Saved entries:
PR #329, opened 2025-03-03
Support plugins with sidecar documentation

sivel:
This PR adds support for plugins with sidecar documentation.  Sidecar documentation is found in a `<stem>.yml` file located adjacent to the plugin file.

There are effectively 2 enumeration code paths in importer:

1. ansible-doc enumeration
2. filesystem walking for `.py` and `.ps1` files

The `ansible-doc` enumeration was effectively thrown away, and only used for extracting docs where a `.py` or `.ps1` file was found.

This combines the lists from both for full coverage since `ansible-doc` doesn't yet support enumerating extensions (such as eda), and the filesystem walking doesn't enumerate sidecar. I didn't extend the file system walking, as it could pick up unintended files, and ultimately we should move to only relying on ansible-doc enumeration once it supports extensions.

The test utilizing `community.general` is a good reproducer, as it contains sidecar documentation for `filter` plugins.  Another good test collection is `microsoft.ad` as it uses a lot of sidecar docs.

### DIFF
--- a/tests/integration/test_eda.py
+++ b/tests/integration/test_eda.py
@@ -50,13 +50,13 @@ def test_eda_import(workdir, local_image_config):
 
     # the data should have all the relevant bits
     assert results["contents"] == [
-        {"content_type": "playbook", "description": None, "name": "hello.yml"},
-        {"content_type": "role", "description": "your role description", "name": "test_role"},
         {
             "content_type": "module",
             "description": "Upper cases a passed in string",
             "name": "upcase",
         },
+        {"content_type": "playbook", "description": None, "name": "hello.yml"},
+        {"content_type": "role", "description": "your role description", "name": "test_role"},
     ]
     assert results["docs_blob"]["contents"] != []
     assert results["docs_blob"]["collection_readme"]["name"] == "README.md"
--- a/galaxy_importer/constants.py
+++ b/galaxy_importer/constants.py
@@ -75,7 +75,7 @@ LEGACY_ROLE_NAME_REGEXP = re.compile("^[a-zA-Z0-9_-]{1,55}$")
 LEGACY_NAMESPACE_REGEXP = re.compile("^([a-zA-Z0-9.]+[-_]?)+$")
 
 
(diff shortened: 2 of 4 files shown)


tests/integration/test_eda.py
```diff
@@ -50,13 +50,13 @@ def test_eda_import(workdir, local_image_config):
...
-        {"content_type": "playbook", "description": None, "name": "hello.yml"},
-        {"content_type": "role", "description": "your role description", "name": "test_role"},
         {
             "content_type": "module",
             "description": "Upper cases a passed in string",
             "name": "upcase",
         },
+        {"content_type": "playbook", "description": None, "name": "hello.yml"},
+        {"content_type": "role", "description": "your role description", "name": "test_role"},
     ]
```
rochacbruno, line 60: Can a test be added with the specific documentation type?

Can we generate or mock a collection with eda extension stuff and assert on it?

IIUC this test change is just reordering right?

rochacbruno: nm, I saw #330 now

rochacbruno (approved):

tests/integration/test_eda.py
sivel: This isn't covering EDA, but this is just reordering.

The test changes in `tests/integration/test_collections.py` have been updated to make sure we are picking up the documentation for filter plugins that were missed previously.

In my other PR, instead of re-ordering, I've made the test perform a sort for comparisons:

https://github.com/ansible/galaxy-importer/pull/330/files#diff-bd15eaea92516e3fc24670f037e19ce66e9cf60187603a827e123bf43f5d49a7L52

The reason this was required was due to a change I made at https://github.com/ansible/galaxy-importer/pull/329/files#diff-9d660c36abac0799a93b9e07fee7edbd736f0121100c5c9dfb00ce7d7a699623R387 to sort the files to ensure a consistent ordering.

sivel: Cool, since both PRs touched this test, I've rebased #330.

WHAT IS EXPECTED: All lines in the data above from the one with "There are effectively" through the one with "file was found." must be repeated exactly, and no others.

OUTPUT:
There are effectively 2 enumeration code paths in importer:

1. ansible-doc enumeration
2. filesystem walking for `.py` and `.ps1` files

The `ansible-doc` enumeration was effectively thrown away, and only used for extracting docs where a `.py` or `.ps1` file was found.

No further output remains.